A venomous tale: Vipers shape lizards' tail-shedding abilities
University ecologists and their colleagues have answered a question that has puzzled biologists for more than a century: What is the main factor that determines a lizard's ability to shed its tail when predators attack?
The answer: venom.
Tail-shedding, known to scientists as caudal autotomy, is a common anti-predator defense among lizards. When attacked, many lizards jettison the wriggling appendage and flee. The predator often feasts on the tail while the lucky lizard scurries to safety. Later, the lizard simply grows a new tail.
The ease with which lizards shed their tails varies from species to species and from place to place. For more than a century, biologists have suspected this variation is controlled mainly by predator pressure: As the number of local lizard-eaters rises, so does the need for this effective defense mechanism.
When lizards live alongside lots of creatures eager to devour them, they're more likely to develop the ability to shed their tails easily. The trait enables them to survive long enough to reproduce and pass their genes to the next generation.
However, tail loss carries long-term costs, including impaired mobility, lower social status and slower growth rates. So from an evolutionary perspective, it only makes sense to maintain tail-shedding ability if there are predators around.
A U-M-led team decided to test the long-held predator-pressure idea using a combination of laboratory and field measurements made in mainland Greece and multiple Aegean Sea islands inhabited by different combinations of predators.
Its conclusion? The predator-pressure hypothesis, while generally true, comes with an unexpected twist: Not all predators are created equal.
"The only predators that truly matter are vipers," says vertebrate ecologist Johannes Foufopoulos, co-author of a study published online this week in the journal "Evolution."
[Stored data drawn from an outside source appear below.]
PR #150, opened 2020-07-31
Added shadowId field to ScheduledInterview

apluscs:
Also changed ScheduledInterviewRequest (used in JSP page) and updated all use cases of both classes.


src/main/java/com/google/sps/data/ScheduledInterviewRequest.java
```diff
@@ -62,6 +65,10 @@ public boolean getHasStarted() {
     return hasStarted;
   }
 
+  public String getShadow() {
+    return shadow;
+  }
+
   public boolean equals(Object o) {
```
meagancheese, line 72: Can we get rid of this function? Or at least make sure you're using .equals() for Shadow because it's a String?

src/test/java/com/google/sps/data/DatastoreScheduledInterviewDaoTest.java
```diff
@@ -123,19 +130,68 @@ public void getsAllScheduledInterviews() {
...
     List<ScheduledInterview> expected = new ArrayList<ScheduledInterview>();
     expected.add(copyScheduledInterview1);
     expected.add(copyScheduledInterview2);
     Assert.assertEquals(expected, result);
   }
 
+  // Tests whether all scheduledInterviews for a particular user when they are interviewee are
+  // retrieved.
+  @Test
+  public void getForPersonAsInterviewee() {
```
meagancheese: I think this and the next test are kind of unneccesary and could be replaced with one test where the user fills all 3 roles in the interviews returned.

meagancheese (approved):
Some nits, generally looks good.

src/test/java/com/google/sps/data/DatastoreScheduledInterviewDaoTest.java
apluscs: Will replace

GrantComm (approved):
LGTM, just fix merge conflicts

src/main/webapp/scheduled-interviews.jsp
```diff
@@ -22,6 +22,8 @@
           <ul class="list-group list-group-flush">
             <li class="list-group-item">Interviewee: ${scheduledInterview.getInterviewee()}</li>
             <li class="list-group-item">Interviewer: ${scheduledInterview.getInterviewer()}</li>
+            <!-- TODO: make sure this looks right after we finish the shadow flow. -->
```
acmcarther: I don't know if Jack or I commented on this, but TODOs without attribution (either a bug/github issue or a person's username) attached are generally discouraged. This it to prevent the code getting populated with unactionable todos.

This isn't super important, so I don't necessarily recommend a change here. Just wanted to call out something we appeared to have missed.

src/test/java/com/google/sps/servlets/ScheduledInterviewServletTest.java
```diff
@@ -182,6 +182,17 @@
               Instant.parse("2020-07-20T13:30:00Z"), Instant.parse("2020-07-20T13:45:00Z")),
           /*id=*/ -1,
           /*scheduled=*/ false);
+  private final Person shadow =
+      Person.create(
+          emailToId("shadow@gmail.com"),
+          "shadow@gmail.com",
+          "Shadow_first_name",
+          "",
```
acmcarther: These empty strings would generally merit a parameter comment as well (as is done for okShadow).

acmcarther (changes requested):
Generally LG, two comments.

acmcarther (approved):

src/main/webapp/scheduled-interviews.jsp
apluscs: l agree that the TODOs should be more concrete than just comments floating in the code. l made an issue.

src/test/java/com/google/sps/servlets/ScheduledInterviewServletTest.java
apluscs: Changed these to non empty strings

acmcarther (approved):

PR #158, opened 2020-08-04
Makes “InterviewMe” a link to home

GrantComm:
Screenshot 2020-08-04 at 8 56 08 AM


apluscs (approved):

meagancheese (approved):

src/main/webapp/about.html
```diff
@@ -19,15 +19,14 @@
   <body onload="onAboutLoad()">
     <div id="content">
       <nav class="navbar navbar-expand-lg navbar-light bg-light">
-        <span class="navbar-brand mb-0 h1">InterviewMe</span>
+        <a href= "index.html"><span class="navbar-brand mb-0 h1">InterviewMe</span></a>
```
jalexanderqed: I think these should instead have the path "/", which will result in a cleaner URL and achieve the same effect.

Also, please remove the space after the equals sign.

jalexanderqed (changes requested):

src/main/webapp/about.html
GrantComm: Done

jalexanderqed (approved):

PR #167, opened 2020-08-05
Enabled drag-to-select on Availability page

apluscs:
event.preventDefaults() are there so that it doesn't highlight the cells with light blue as it does when you select text

### DIFF
--- a/src/main/webapp/availability.js
+++ b/src/main/webapp/availability.js
@@ -12,6 +12,8 @@
 // See the License for the specific language governing permissions and
 // limitations under the License.
 
+let mousedown = false;
+
 function onAvailabilityLoad() {
   const loginInfo = getLoginInfo();
   loginInfo.then(supplyLogoutLinkOrRedirectHome); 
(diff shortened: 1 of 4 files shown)


src/main/webapp/availability.js
```diff
@@ -12,22 +12,36 @@
...
+let mousedown = false;
+
 function onAvailabilityLoad() {
   const loginInfo = getLoginInfo();
   loginInfo.then(supplyLogoutLinkOrRedirectHome); 
   loginInfo.then(getUserOrRedirectRegistration);
   loadAvailabilityTable(availabilityTableDiv(), browserTimezoneOffset());
 }
 
+function markMouseDown(tile) {
```
GrantComm: How is the tile passed to this function used?

GrantComm (approved):
One question

src/main/webapp/availability.js
meagancheese: This shouldn't actually be taking in tile as a parameter.

meagancheese (approved):
Grant caught something, be sure to remove it. Otherwise, looks good.

src/main/webapp/availabilityTable.jsp
```diff
@@ -26,12 +26,12 @@
     </tr>
   </thead>
   <tbody>
-    <!-- TODO: Allow clicking and scrolling over multiple slots to select them.-->
     <!-- TODO: Change page format so that it is vertically condensed.-->
     <c:forEach var = "i" begin = "0" end = "${pageScope.list.get(0).size() - 1}">
       <tr>
         <c:forEach items = "${pageScope.list}" var = "day">
-          <td onclick="toggleTile(this)" data-utc="${day.get(i).utcEncoding()}" 
+          <td onmouseenter="event.preventDefault(); toggleTile(this);"
```
jalexanderqed, line 33: I would need to test it, but it seems like this implementation would have the effect that if the user clicks on box A, then drags over B, C, and D, A will not be selected because the mouse was not down when A was entered.. Could you test that?

jalexanderqed (changes requested):

src/main/webapp/availabilityTable.jsp
apluscs: Good catch, fixing now

jalexanderqed (approved):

"In the Aegean, vipers are specialized lizard predators," says Foufopoulos, an assistant professor at the School of Natural Resources and Environment and the Department of Ecology and Evolutionary Biology. "So it makes sense, in retrospect, that the lizards' primary defense would be aimed against their main enemy, the viper. But no one had made this connection, until now."
This result is perhaps best explained by the peculiarities of viper attacks, Foufopoulos says. When non-venomous predators attack, tail-shedding is only useful in the relatively rare instances when the tail is firmly grasped by the predator.
But when a viper bares its fangs and strikes, even glancing contact with the lizard's tail can inject a lethal dose of venom. In that case, the ability to shed a tail within seconds before venom reaches the lizard's vital organs becomes a life-or-death matter.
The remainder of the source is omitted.